Is there any other information you'd like to share with women who may be facing menopause, or just generally growing older, with HIV?
I would like to talk about the relationship between aging and breast cancer. While cervical cancer rates go down as a woman gets older, breast cancer rates go up, especially after menopause. So women should be paying attention to making sure that they're up to date with their mammograms.
What's the current recommendation as far as how often a woman should get a mammogram, and at what age?
If a woman is 50 or older, she should have a mammogram every year. At the age of 40 she should at least have a breast cancer screening, and then talk to her doctor about the regularity with which she needs to do that mammogram.
Do you recommend that women do breast self-exams?
I would say just be aware of what's going on with your breasts. Check them in the shower. There used to be a recommendation that women check their breasts once a month in the shower. But women actually check their breasts more often. So I would recommend that women check their breasts on a regular basis, looking for any lumps or bumps or areas of discomfort.

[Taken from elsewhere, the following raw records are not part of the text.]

PR #3393, opened 2016-12-02
Enforce iteration order so that tiles are encoded consistently

### LINKED ISSUE #3343: Size of tile depends on architecture
Looking at the node-osrm tests, they fail because the size of a tile is no consistent over linux vs. OSX. This should not be the case since we are using protobuf, which should provide platform independent encoding.

https://travis-ci.org/Project-OSRM/node-osrm/jobs/177262797#L1688

/cc @danpat

danpat:
# Issue

This fixes #3343.  Because PBF uses variable-length encoding, differences in feature order (due to sorting differences on different platforms) leads to differently encoded files, even though they're otherwise equivalent.

This PR enforces the sort order for tile layers, features and properties, which causes tiles to be encoded the same on all platforms.

## Tasklist
 - [x] review
 - [x] adjust for comments

### DIFF
--- a/src/engine/plugins/tile.cpp
+++ b/src/engine/plugins/tile.cpp
@@ -357,6 +357,26 @@ Status TilePlugin::HandleRequest(const std::shared_ptr<datafacade::BaseDataFacad
         return offset;
     };
 
+    // In order to ensure consistent tile encoding, we need to process
+    // all edges in the same order.  Differences in OSX/Linux/Windows
+    // sorting methods mean that GetEdgesInBox doesn't return the same
+    // ordered array on all platforms.
+    // GetEdgesInBox is marked `const`, so we can't sort the array itself,
+    // instead we create an array of indexes and sort that instead.
+    std::vector<std::size_t> sorted_edge_indexes(edges.size(), 0);
+    std::iota(sorted_edge_indexes.begin(), sorted_edge_indexes.end(), 0); // fill with 1,2,3,...N
+
+    // Now, sort that array based on the edges list, using the u/v node IDs
+    // as the sort condition
+    std::sort(sorted_edge_indexes.begin(),
+              sorted_edge_indexes.end(),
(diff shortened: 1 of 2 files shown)


src/engine/plugins/tile.cpp
```diff
@@ -357,6 +357,27 @@ Status TilePlugin::HandleRequest(const std::shared_ptr<datafacade::BaseDataFacad
...
 
+    // In order to ensure consistent tile encoding, we need to process
+    // all edges in the same order.  Differences in OSX/Linux/Windows
+    // sorting methods mean that GetEdgesInBox doesn't return the same
+    // ordered array on all platforms.
+    // GetEdgesInBox is marked `const`, so we can't sort the array itself,
+    // instead we create an array of indexes and sort that instead.
+    std::vector<std::size_t> sorted_edge_indexes(edges.size(), 0);
+    for (std::size_t i = 0; i < sorted_edge_indexes.size(); i++)
+        sorted_edge_indexes[i] = i;
```
daniel-j-h: std::iota

daniel-j-h:
:+1:

danpat:
TIL - `iota`.  Also note to self, it's not `itoa`, I was very confused there for a minute.

springmeyer:
@danpat - did you try using `std::stable_sort` instead of `sort`? refs https://github.com/mapbox/mapnik-vector-tile/issues/107#issuecomment-105683106

danpat:
@springmeyer I thought about it, but didn't dive too deep.  The inconsistently sorted data is coming out of OSRM's RTree (that's where the real platform-dependent ordering is introduced), but that's some pretty hot code, so introducing `std::stable_sort` there seemed like a bad idea - there are many other users of the rtree that don't care about this level of ordering.

I opted to contain the performance hit/ordering to the tile plugin, and because the problem ordering is in data fed from outside the plugin, `std::stable_sort` isn't able to consistentify those results.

If you could just share one general piece of advice with a wide swath of women living with HIV and anticipating menopause, what would that advice be?
For the smokers, I would say address the smoking issue and quit using tobacco. Smoking complicates everything, and it makes it difficult for women to develop effective coping strategies: Instead of coping, they'll smoke, when they may need psychotherapy, or some other intervention. I would say stop smoking; that's the main thing. Stop smoking and get back to basics with healthful living.
This transcript has been edited for clarity.